How this skill works

The workflow inspects change intent and scope, then runs targeted checks across Java idioms, Spring patterns, and testing quality. It identifies blocking issues (security, contract violations, raw types, field injection) and non-blocking suggestions (refactors, naming, configuration improvements).

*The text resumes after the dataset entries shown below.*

PR #5499, opened 2022-07-13
[MAINTENANCE] `/profiler` Cloud endpoint support

cdkini:
- Misc updates to profiler code to make sure it works with our Cloud product
  - Add `ge_cloud_response_json_to_object_dict` to `ProfilerStore`
  - Add `DataContext.add_profiler` to add a top level method to create and save a profiler config.
  - Continual refactor of magic strings to `GeCloudRESTResource` enum

### Definition of Done


great_expectations/data_context/store/ge_cloud_store_backend.py
```diff
@@ -28,6 +28,7 @@ class GeCloudStoreBackend(StoreBackend, metaclass=ABCMeta):
         "expectation_suite": "suite",
         "rendered_data_doc": "rendered_data_doc",
         "data_context_variables": "data_context_variables",
+        "profiler": "profiler_config",
```
wookasz:
```suggestion
        "profiler": "profiler",
```

but happy to change this in cloud

great_expectations/data_context/store/profiler_store.py
```diff
@@ -59,3 +59,14 @@ def serialization_self_check(self, pretty_print: bool) -> None:
...
                 f"\tTest key and value successfully removed from Profiler store: {test_value}\n"
             )
+
+    def ge_cloud_response_json_to_object_dict(self, response_json: dict) -> dict:
+        """
+        This method takes full json response from GE cloud and outputs a dict appropriate for
+        deserialization into a GE object
+        """
+        ge_cloud_profiler_id = response_json["data"]["id"]
+        profiler_config_dict = response_json["data"]["attributes"]["profiler_config"]
```
wookasz:
```suggestion
        profiler_config_dict = response_json["data"]["attributes"]["profiler"]
```

to correspond with previous comment

wookasz (approved):

wookasz (commented):
currently, when i call save_profiler and attempt to save without a ge_cloud_id I get this

great_expectations/data_context/store/ge_cloud_store_backend.py
cdkini: nope happy to modify on my end to make it consistent with Cloud! fixing now

great_expectations/data_context/store/profiler_store.py
cdkini: done!

Kilo59 (approved):

great_expectations/data_context/data_context/base_data_context.py
```diff
@@ -2185,9 +2188,14 @@ def save_profiler(
...
-        key: Union[
-            GeCloudIdentifier, ConfigurationIdentifier
-        ] = self.profiler_store.determine_key(name=name, ge_cloud_id=ge_cloud_id)
+        key: Union[GeCloudIdentifier, ConfigurationIdentifier]
+        if self.ge_cloud_mode:
+            key = GeCloudIdentifier(
+                resource_type=GeCloudRESTResource.PROFILER, ge_cloud_id=ge_cloud_id
+            )
+        else:
+            key = ConfigurationIdentifier(configuration_key=name)
```
Kilo59, line 2193: Both of these ideas below might be bad. But even if they are good ideas, I don't think they should stop merging 😄 . Can be a future enhancement.

1. How hard would it be to use some polymorphism to derive the key rather than all these if/else blocks?

Like move the id determining logic to a `RuleBasedProfiler.identifier` property.

```python
    def save_profiler(
        self,
        profiler: RuleBasedProfiler,
        name: Optional[str] = None,
    ) -> None:
        self.profiler_store.set(key=profile.key, value=profiler.config)
```

2. Update `ConfigurationIdentifier.__init__` (or `__new__`) so that it can generate `GeCloudIdentifier` as well. Which prevents us from having so much conditional `if cloud else:` logic.

cdkini: oh I definitely agree I don't love the changes here 😬 

I wanted to do the minimal required changes just to get it working but this overall feature needs some TLC. Making modifications to the actual profiler object may cause some issues so I opted for the less elegant solution here.

I believe we're eventually going to add an id onto the profiler itself which should be able to remedy most of this. Would love to hear what other people think though maybe now is the time for such changes?

great_expectations/data_context/store/profiler_store.py
```diff
@@ -59,3 +63,14 @@ def serialization_self_check(self, pretty_print: bool) -> None:
             print(
                 f"\tTest key and value successfully removed from Profiler store: {test_value}\n"
             )
+
+    def ge_cloud_response_json_to_object_dict(self, response_json: dict) -> dict:
```
anthonyburdi, line 67: Love this

anthonyburdi (approved):
LGTM!

great_expectations/data_context/data_context/base_data_context.py
billdirks: I thought that part of @Shinnnyshinshin's changes was to remove branching on `ge_cloud_mode`. I just want to make sure we aren't backtracking his work here.

cdkini: this will all be modified shortly in this sprint as we add an id to the profiler object!

cdkini: but this will unblock Cloud for the time being

PR #5506, opened 2022-07-14
[MAINTENANCE] use invoke for common contrib/dev tasks

Kilo59:
## Changes proposed in this pull request:

~Combing a few developer/contributor quality of life improvements in this PR, but we may want to break these up into separate PRs before merging.~

I've moved anything not related to the `invoke` task file to other PR will be opening those shortly.

1. ~Creating a [`pyproject.toml` file](https://peps.python.org/pep-0518/) to define the build system ge uses and start centralizing tool config to it (black, isort, pytest, etc.)]~ moved -> https://github.com/great-expectations/great_expectations/pull/5525

2. Begin to use the [`invoke` python command line task runner](https://www.pyinvoke.org/) for running common developer tasks. Define a set of starter tasks like linting, formatting, type checking, etc. These can serve as a guide for future tasks. By providing easy to use and understand generic command line tasks like `lint`, `fmt` etc. we make it easy for new contributors to get up and running quickly without having to know anything about the details of our particular tooling. This also makes it easier to change the underlying tools and/or configuration without breaking anyones workflow. 
But contributors are still free to use each of these tools directly.
Alternatives to `invoke`: Make, [duty](https://github.com/pawamoy/duty), [Pipfile scripts](https://pipenv-fork.readthedocs.io/en/latest/advanced.html#custom-script-shortcuts).

4. ~Building on the [excellent work](https://github.com/great-expectations/great_expectations/blob/develop/scripts/check_type_hint_coverage.py) of  @cdkini begin to fully type-check select ge modules.~ moved -> #5540 

5. ~[Enforce our pre-commit hooks in the CI](https://pre-commit.com/#usage-in-continuous-integration) (WIP) - [use pre-commit ci instead of azure?
](https://pre-commit.ci/)~ moved -> #5526 

image

### TLDR Summary 

- ~add pyproject.toml file and move tool config to it~
  - ~move isort config~
  - ~move pytest config~
- [x]  add `invoke` task runner and define common developer tasks
  - [x]  invoke fmt
  - [x]  invoke sort
  - [x]  invoke lint
  - [x]  invoke hooks (run pre-commit hooks)
  - [x]  invoke types (type-check?)
  - [x] update CI to use new invoke tasks
- ~add check-json pre-commit hook~
- ~[update CI to enforce pre-commit hooks](https://pre-commit.com/#usage-in-continuous-integration)~
- ~begin "real" mypy static type checking of select modules~
  - ~fix all typing errors on select modules~
[...]

PR #5526, opened 2022-07-18
[MAINTENANCE] enforce pre-commit in ci

Kilo59:

Enforce our pre-commit hooks with a CI check.
Either in Azure or using the [pre-commit-ci](https://pre-commit.ci/)

### Definition of Done

- ~My code follows the Great Expectations [style guide]~(https://docs.greatexpectations.io/docs/contributing/style_guides/code_style)
- ~I have commented my code, particularly in hard-to-understand areas~
- [x] I have made corresponding changes to the documentation - waiting on #5506 for this change
- ~I have added [unit tests](https://docs.greatexpectations.io/docs/contributing/contributing_test#writing-unit-and-integration-tests) where applicable and made sure that new and existing tests are passing.~
- ~I have run any local integration tests and made sure that nothing is broken.~

Thank you for submitting!

### DIFF
--- a/.pre-commit-config.yaml
+++ b/.pre-commit-config.yaml
@@ -2,6 +2,7 @@ repos:
   - repo: https://github.com/pre-commit/pre-commit-hooks
     rev: v3.2.0
     hooks:
+      - id: check-json
       - id: check-yaml
         exclude: docs/.*|tests/data_context/fixtures/bad_yml/great_expectations\.yml
       - id: end-of-file-fixer
--- a/.pre-commit-config.yaml
+++ b/.pre-commit-config.yaml
@@ -2,6 +2,7 @@ repos:
   - repo: https://github.com/pre-commit/pre-commit-hooks
     rev: v3.2.0
     hooks:
+      - id: check-ast
       - id: check-json
       - id: check-yaml
         exclude: docs/.*|tests/data_context/fixtures/bad_yml/great_expectations\.yml
--- a/.pre-commit-config.yaml
+++ b/.pre-commit-config.yaml
@@ -42,5 +42,8 @@ ci:
     autoupdate_branch: 'develop'
     autoupdate_commit_msg: '[pre-commit.ci] pre-commit autoupdate'
     autoupdate_schedule: monthly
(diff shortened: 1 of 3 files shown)


.pre-commit-config.yaml
```diff
@@ -30,3 +31,15 @@ repos:
...
+ci:
+    autofix_commit_msg: |
+        [pre-commit.ci] auto fixes from pre-commit.com hooks
+
+        for more information, see https://pre-commit.ci
+    autofix_prs: false
+    autoupdate_branch: 'develop'
+    autoupdate_commit_msg: '[pre-commit.ci] pre-commit autoupdate'
+    autoupdate_schedule: monthly
+    skip: [flake8]
```
Kilo59: Just wanted to touch on a couple things here.
Want to initially role this out without the autofix_prs.

I'm setting it to skip flake8 for 2 reasons...

We already have a linting CI step in azure.
Unlike most pre-commit hooks, it doesn't actually fix the issue. (although neither do check-yaml/check-json)

cdkini: Could we leave a comment in the YAML noting why we skip? Makes sense to me but it might be good to have this context in the config.

cdkini (approved):

.pre-commit-config.yaml
Kilo59: Added.
```
# skip flake8 enforcement with pre-commit CI as it is enforced elsewhere
# flake8 hook also doesn't have an options to auto-fix
# pre-commit hooks should either have mechanisms for auto-fixing or should simple to do manually
```
The last line might be a bit too much editorializing though 😅 . I'm happy to take that out.

tasks.py
```diff
@@ -90,6 +91,11 @@ def hooks(ctx, all_files=False, diff=False):
 
     ctx.run(" ".join(cmds))
 
+    if sync:
+        print("  Re-installing hooks ...")
+        ctx.run(" ".join(["pre-commit", "uninstall"]), echo=True)
+        ctx.run(" ".join(["pre-commit", "install"]), echo=True)
```
Kilo59, line 97: Thanks @cdkini for the suggestion.

PR #5529, opened 2022-07-18
[MAINTENANCE] Add type hints to `Store`

cdkini:
- Add type hints to `Store` class

### Definition of Done

### DIFF
--- a/great_expectations/data_context/store/store.py
+++ b/great_expectations/data_context/store/store.py
@@ -1,5 +1,5 @@
 import logging
-from typing import Dict, Optional
+from typing import Any, Dict, List, Optional, Tuple, Type
 
 from great_expectations.core.data_context_key import DataContextKey
 from great_expectations.data_context.store.ge_cloud_store_backend import (
@@ -71,7 +71,7 @@ class Store:
         """
         return response_json
 
-    def _validate_key(self, key):
+    def _validate_key(self, key: DataContextKey) -> None:
         # STORE_BACKEND_ID_KEY always validated
         if key == StoreBackend.STORE_BACKEND_ID_KEY:
             return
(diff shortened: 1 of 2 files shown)


Kilo59 (approved):

great_expectations/data_context/store/store.py
```diff
@@ -102,42 +102,46 @@ def store_backend_id(self) -> str:
...
+    def store_backend_id_warnings_suppressed(self) -> str:
         """
         Report the store_backend_id of the currently-configured StoreBackend, suppressing warnings for invalid configurations.
         Returns:
             store_backend_id which is a UUID(version=4)
         """
         return self._store_backend.store_backend_id_warnings_suppressed
 
+    @property
+    def config(self) -> dict:
```
billdirks, line 120: Curious why we use ABC elsewhere but use this runtime check here?

billdirks (approved):
LGTM!

One question inline.

great_expectations/data_context/store/store.py
cdkini: I'm honestly not sure haha - should this be changed?

billdirks: I don't know if I care too strongly but there is something to be said about being consistent in the code-base. Also, an ABC class will die at instantiation instead of when the unimplemented method is called so we know earlier if there is an error. I thought there was static analysis tools that could catch the instantiation of an abstract class but a quick google doesn't reveal this to me. If we could catch it via static analysis, I would have a stronger preference to make it an ABC.

Kilo59: @billdirks 
Pylint can catch this. 

https://vald-phoenix.github.io/pylint-errors/plerr/errors/basic/E0110

PR #5531, opened 2022-07-18
Analytics/generate_example_events_json

tannerbeam:
this is intended to be a v1. i may want to add additional stuff in later versions, but i think this gives me what i need for now. 

based on my understanding of gabriel's new `invoke` utility tool, i believe my workflow will be something like:

- locally (i.e. not in databricks) clone latest gx `develop`
- add my own dependencies (`dbx`, `databricks-cli`, etc.) 
- execute the python script: `invoke tests/integration/usage_statistics/create_usage_statistics_example_messages.py` (i don't know the syntax here)
- copy the resulting json file to dbfs: `databricks fs cp usage_statistics_example_messages.json dbfs:/schemas/example_messages/`


tests/integration/usage_statistics/create_usage_statistics_example_messages.py
```diff
@@ -0,0 +1,18 @@
...
+    keys = [k for k in msg.keys()]
+    msg_list = []
+    for key in keys:
+        for item in msg[key]:
+            msg_list.append(item)
+
+    msg_json = json.dumps(msg_list)
+
+    with open("usage_statistics_example_messages.json", "w") as outfile:
+        json.dump(msg_list, outfile)
```
Kilo59, line 18: If you wanted this to be runnable from the command line you would put this in `tasks.py` at the project root.

```python
import json

import invoke

from tests.integration.test_usage_statistics_messages import valid_usage_statistics_messages

@invoke.task
def gen_usage_stats(ctx, path = "usage_statistics.json"):
    msg = valid_usage_statistics_messages

    # remove top-level items from the messages
    keys = [k for k in msg.keys()]
    msg_list = []
    for key in keys:
        for item in msg[key]:
            msg_list.append(item)

    msg_json = json.dumps(msg_list)

    with open(path, "w") as outfile:
        json.dump(msg_list, outfile)
```

And then this can be run from the command line with `invoke gen-usage-stats`.
Assuming [`invoke` has been installed](https://www.pyinvoke.org/).
`pip install invoke`

tannerbeam: since gen_usage_stats is a function then should i return the json from the function instead of writing it to the repo?

Kilo59: That's up to you.
But yeah I might move the function itself into `/scripts` or maybe a `utils` package.
And then you could import it and call it from the invoke task runner.

Something like...

```python
# invoke.py
import invoke

from scripts import usage_stats

@invoke.task
def gen_usage_stats(ctx, path = "usage_statistics.json"):
   stats = usage_stats.get_stats()

    with open(path, "w") as outfile:
        json.dump(stats, outfile)
```

The only think `invoke` gives you is the ability to easily run python code from the command line, and/or run cmd-line tasks from python.

So the above method is runnable from the command line with `invoke gen-usage-stats` or `invoke --path gen-usage-stats my_file.json` 

See https://github.com/great-expectations/great_expectations/pull/5506 for more examples (btw this should be merging today 🤞 )

tannerbeam: bombing this pr, this branch, and my poor venv that i could not get working correctly based on the requirements files.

Finally, it formats feedback into required changes, suggested improvements, and positive notes.

When to use it

  • Reviewing pull requests that add or modify Java/Spring code
  • Evaluating commits or diffs before merge to main branches
  • Auditing service-layer changes for transaction and DI correctness
  • Checking tests and integration setups (Testcontainers, slices)
  • Validating security-sensitive changes and logging of secrets

Best practices

  • Verify resource handling with try-with-resources and correct exception flow
  • Prefer constructor injection and avoid field-based @Autowired
  • Use @ConfigurationProperties for structured config instead of many @Value fields
  • Ensure equals() and hashCode() are implemented together and consistently
  • Avoid raw types; prefer generics and use Optional idiomatically
  • Keep controllers thin, services stateful-free of web orchestration

Example use cases

  • A PR introducing a new REST endpoint: check controller orchestration, service placement, and endpoint security
  • A refactor replacing RestTemplate with WebClient: verify async usage and error handling
  • A feature adding database access: confirm @Repository usage, transactional boundaries, and Testcontainers integration
  • A bugfix changing domain equality: ensure equals/hashCode contract and related collections behavior
  • New configuration properties: recommend converting scattered @Value annotations into a @ConfigurationProperties class

FAQ

What counts as a blocking issue?

Security vulnerabilities, violations of Java contracts (like equals/hashCode mismatch), use of raw types, and field-based dependency injection are blocking.

When should I prefer @ConfigurationProperties?

@ConfigurationProperties is preferred when you have grouped or many related settings; it improves typing, validation, and testing versus scattered @Value usages.